One of the core capabilities for Free Flight phase one is operational. In early December 2001, the Federal Aviation Administration’s (FAA’s) user request evaluation tool (URET) core capability limited deployment (CCLD) was turned on at the agency’s Kansas City air route traffic control center (ARTCC).
URET CCLDs are to be operational at six additional ARTCCs by mid-2002: in Memphis, Indianapolis, Cleveland, Washington, D.C., Chicago and Atlanta. This represents an initial deployment to evaluate the system’s performance and benefits before full-scale development and installation at the remaining 13 ARTCCs by 2005.

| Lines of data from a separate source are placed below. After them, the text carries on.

PR #3290, opened 2024-12-10
Drop `hoist-non-react-statics`

Andarist:


packages/react/src/theming.tsx
```diff
@@ -98,5 +97,5 @@ export function withTheme<
 
   WithTheme.displayName = `WithTheme(${componentName})`
 
-  return hoistNonReactStatics(WithTheme, Component)
+  return WithTheme
```
Andarist, line 100: tbf maybe we should just remove `withTheme` altogether...

emmatown: 🤷‍♀️  it takes like no code, is trivially tree shakable so I'd kinda err on the side of keeping it to just not break stuff but eh, I don't have strong feelings about it

Andarist: Yep, that’s also why i have decided to keep it in the end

Lockheed Martin ATM developed the URET CCLD system under a $204-million contract awarded in September 1999. URET prototypes, previously developed by the Mitre Center for Advanced Aviation Systems Development (CAASD), have been undergoing field evaluation at the Indianapolis ARTCC since January 1996 and at the Memphis ARTCC since June 1997.
What URET Does
URET CCLD detects and alerts the data, or D-position, air traffic controllers (who assist the radar, or R-position, controllers) to aircraft-to-aircraft conflicts up to 20 minutes in advance. This feature, called "conflict probe," uses the system’s flight plan and track database, which captures data from the ARTCC’s National Airspace System (NAS) host computer and ultimately from URET CCLDs in neighboring control centers. With this information, the system can continuously monitor aircraft conformance to flight plans. The URET CCLD also will give controllers an alert 40 minutes in advance of when an aircraft is predicted to penetrate restricted or prohibited airspace.

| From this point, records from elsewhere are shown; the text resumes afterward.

PR #3232, opened 2024-08-01
Let `css` prop attachment be distributed over union types.

ENvironmentSet:
**What**: Let `css` prop attachment be distributed over union types. So that branches with `className` prop are extended with `css` prop.

**Why**: Some components may accept `className` prop conditionally. For example, [`Link` of wouter does.](https://github.com/molefrog/wouter/blob/f953ae6811c4e49201e11844038b71e531ab76d2/packages/wouter/types/index.d.ts#L129) Emotion skips these cases, however, and does not add `css` prop in anywhere. As far as I know, there is no runtime or compilation-time problem stopping us from supporting these kind of components. Thus I propose this change to enhance expressiveness of the library.

fixes #3185

**How**: Made `LibraryManagedAttributes` be distributed over a prop type in cases it is a union.

**Checklist**:

- [ ] Documentation "N/A"
- [x] Tests
- [x] Code complete
- [x] Changeset 

Should I add test cases for this change? Please let me know if you need.

Issue #3185, opened 2024-05-14
The `css` prop is not attached to a type of props if it is a disjoint union type on `className` field.


ENvironmentSet:
**Current behavior:**

`WithConditionalCSSProp<P>` doesn't create the `css` prop if `P` is a disjoin union type on `className` field. Therefore we can't use some components optionally taking `className` field, like [`Link` of wouter](https://github.com/molefrog/wouter/blob/607d2051c5ed9c3edd680c3e8ece75bf95a0b4fd/packages/wouter/types/index.d.ts#L120).

**To reproduce:**

Since it's not a problem inherent in emotion or react but a problem of treating union types, we can reproduce it with following simplified snippet.

```typescript
type WithConditionalCSSProp<P> = 'className' extends keyof P
  ? string extends P['className' & keyof P]
    ? { css?: 'Interpolation<Theme>' } // To make the snippet simpler, I've just used string literal instead.
    : {}
  : {}

type BUG = WithConditionalCSSProp<{ className: string, foo: number } | { bar: boolean }> 
```
[typescript playground](https://www.typescriptlang.org/play/?#code/C4TwDgpgBA6glsAFgYQPYDsAmC4YIYA2yAysQAoBOqYAPGQHxQC8UA5AMYF4DO3AcngC2EVlAgAPYBCzcoAawghUAMyhkAUFCgB+KN2AU46AOZjJ0zLLIBtDl14DhogGTzFKtQF1NWnVADeUOy82gBcbACS6FIUYKhcwLjoNAAqiBDC9KIAvj5a4f65+QG56qCQUABCAKoA4sywCCgY2In4RKSU1DSBnDz8QhDh+oYmADRQyqio4egAroIARhAUUNlQAD4BUIt4FOGL0wQQeOhrjEA)

[...]

PR #3293, opened 2024-12-12
Fix TypeScript error when writing higher order components while using Emotion's JSX namespace

### LINKED ISSUE #3245: v11.13.3 type error with Next
**Current behavior:**

type Error Occurs after v11.13.3

```
const withAuth = <P extends object>(WrappedComponent: NextPage<P>) => {
  const AuthComponent = (props: P) => {
    ...my logic
    return <WrappedComponent {...props} />;
  }
}
```

**Expected behavior:**

Type Error is fixed , if it's not error. is there any method to solve this type error?

**Environment information:**

- `react` version: 18.3.1
- `@emotion/react` version: 11.13.3

### LINKED ISSUE #3261: Props not assignable to `LibraryManagedAttributes` type error
**Current behavior:**

After updating `@emotion/react` to `11.13.3`, I start seeing the following type error in HOC (higher-order components):

```
src/hoc.tsx:7:13 - error TS2322: Type 'P' is not assignable to type 'IntrinsicAttributes & LibraryManagedAttributes<FC<P>, P>'.
  Type 'Record<string, unknown>' is not assignable to type 'IntrinsicAttributes & LibraryManagedAttributes<FC<P>, P>'.
    Type 'Record<string, unknown>' is not assignable to type 'LibraryManagedAttributes<FC<P>, P>'.
      Type 'P' is not assignable to type 'LibraryManagedAttributes<FC<P>, P>'.
        Type 'Record<string, unknown>' is not assignable to type 'LibraryManagedAttributes<FC<P>, P>'.

7     return <C {...props} />;
              ~


Found 1 error in src/hoc.tsx:7
```

Here is the code that produces this type error above:

```tsx
const Component: React.FC<{ children: React.ReactNode }> = ({ children }) => {
  return <div>{children}</div>;
};

export const hoc = <P extends Record<string, unknown>>(C: React.FC<P>) => {
  return (props: P) => {
    return <C {...props} />;
  };
};

hoc(Component);
```

After downgrading `@emotion/react` to `11.13.0`, the error stops appearing anymore.

**To reproduce:**

1. Clone this repository for reproduction: https://github.com/shawnrivers/emotion-react-hoc-type-error
2. Run `npm i`
3. Run `npm run type-check`

**Expected behavior:**

No type error inside the HOC (which is the behavior before `@emotion.react@11.13.3`.

**Environment information:**

- `react` version: 18.3.1
- `@emotion/react` version: 11.13.3

emmatown:
This regressed in #3232

Fixes #3245
Fixes #3261

### DIFF
--- a/.changeset/nervous-pigs-reflect.md
+++ b/.changeset/nervous-pigs-reflect.md
@@ -1,0 +1,5 @@
+---
+'@emotion/react': patch
+---
+
+Fix TypeScript error when writing higher order components while using `@emotion/react` `jsx` pragma/`jsxImportSource`
--- a/packages/react/src/jsx-namespace.ts
+++ b/packages/react/src/jsx-namespace.ts
@@ -6,11 +6,15 @@ type IsPreReact19 = 2 extends Parameters<React.FunctionComponent<any>>['length']
   ? true
   : false
 
-type WithConditionalCSSProp<P> = 'className' extends keyof P
-  ? string extends P['className' & keyof P]
-    ? { css?: Interpolation<Theme> }
-    : {}
-  : {}
+type WithConditionalCSSProp<P> =
+  | (P extends unknown
+      ? 'className' extends keyof P
+        ? string extends P['className' & keyof P]
+          ? { css?: Interpolation<Theme> }
+          : {}
+        : {}
+      : {})
+  | {}
 
 // unpack all here to avoid infinite self-referencing when defining our own JSX namespace for the pre-React 19 case
 
@@ -91,9 +95,8 @@ export namespace EmotionJSX {
   export interface ElementChildrenAttribute
     extends ReactJSXElementChildrenAttribute {}
 
-  export type LibraryManagedAttributes<C, P> = P extends unknown
-    ? WithConditionalCSSProp<P> & ReactJSXLibraryManagedAttributes<C, P>
-    : never
+  export type LibraryManagedAttributes<C, P> = WithConditionalCSSProp<P> &
+    ReactJSXLibraryManagedAttributes<C, P>
 
   export interface IntrinsicAttributes extends ReactJSXIntrinsicAttributes {}
   export interface IntrinsicClassAttributes<T>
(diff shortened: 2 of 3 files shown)


emmatown:
Hmmm, actually this is wrong and I think the right solution is probably not being distributive and knowingly not supporting the use case of #3185

Andarist:
> Being able to write a higher order component at all without type errors is more valuable than a component conditionally supporting className having the css prop accessible in types.

I agree. It seems that TS isn't able to relate a non-conditional type to a distributive conditional type (this is the only branch that checks `targetFlags & TypeFlags.Conditional` outside of `sourceFlags & TypeFlags.Conditional`):
https://github.dev/microsoft/TypeScript/blob/6a00bd2422ffa46c13ac8ff81d7b4b1157e60ba7/src/compiler/checker.ts#L23200-L23221

It doesn't even work in cases like this ([TS playground](https://www.typescriptlang.org/play/?ts=5.8.0-dev.20241212#code/CYUwxgNghgTiAEAzArgOzAFwJYHtXwxAGcMAeAFQD4AKAKHngAcBGALnnIBp6mAmd8vBAAPQqmBF4aANaocAd3wB+DvABk8AN7wwRIkvYy5i+AF947VCABuIGNwCU7azizAA3LVpg8JePJgoRkY7eABeeFIABQB9GKFREHFJHAAjACtwDBpGGBxGInZYmIdwyi0eQhJqXPyiTiY8godPU08gA)):
```ts
declare function test<T>(
  p1: T,
  p2: T extends unknown ? T & { css?: unknown } : never,
): void;

const wrapper = <P__ extends object>(props: P__) => {
  test(
    props,
    props // error
  );
};
```

It seems that perhaps this rule is overly restrictive but I don't know how to safely loosen it to handle this case. And any potential fix wouldn't land in TS soon enough for us anyway - so ye, we have to revert that PR.

Andarist:
I opened a PR that could fix this but I can't really say with confidence that it's a correct one: https://github.com/microsoft/TypeScript/pull/60817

Under normal conditions the controller will see aircraft trajectory lines in green on his display. However, if a potential conflict is predicted, the trajectory lines representing the conflicting aircraft will appear in red, and the conflict’s location will appear where the lines intersect (see photo above).
As a Free Flight component, URET CCLD can benefit aircraft operators. For example, pilots can plan a more direct route or a change of altitude for favorable winds to save fuel and time. Or they can plot a deviation to safely skirt adverse weather. From the prototype systems in Indianapolis and Memphis, airlines reportedly saved more than $18 million annually.
Data Collected and Transferred
With the URET CCLD’s "trajectory modeler" feature, the controller, in turn, "can quickly assess the pilot’s requested change to a flight plan to see if there is a conflict with other aircraft," says Sue Corcoran, Lockheed Martin ATM’s vice president-North American programs. To make its calculations, this feature employs weather data, the aircraft’s flight performance characteristics, altitude and speed restrictions, and track data.
The information for URET CCLD flows between the ARTCCs’ host computers and between a center’s host computer and its controller displays. The system includes a local area network (LAN) and a commercial-off-the-shelf (COTS) router connected to the FAA bandwidth manager WAN (wide area network) for interfacility data communication.
600,000 Lines of Code
The URET CCLD installation involves both the system’s commercially available hardware and more than 600,000 lines of new software code. The software is integrated with the NAS host computer system and display system replacement (DSR) software.
URET provides a new flat panel display on an articulating arm. It replaces the DSR D-position display, also produced by Lockheed Martin ATM.
Software installation takes no more than a couple of hours, "but we then must run a series of formal tests to demonstrate to each site that the system is functioning as required," says Corcoran.
By May 2002, all seven ARTCCs are scheduled to have the URET CCLD ready for use. The controllers, who are being trained on the system, will begin its use gradually, according to Corcoran. "They will use the tool on a limited number of sectors and then add sectors as the comfort level increases," she adds. "One of the goals is to show measurable benefits from URET CCLD by the end of 2002."
This operational testing represents build one of the URET CCLD program. Build two will involve the installation of new software, which will include modifications based on user input. In addition to being the launch site for URET CCLD, Kansas City also is the system’s most westerly site.
"Most are eastern or central [U.S.] sites," Corcoran explains, "to establish contiguous sites for maximizing benefits to aircraft flying across center boundaries. Also, the traffic is very dense along this corridor."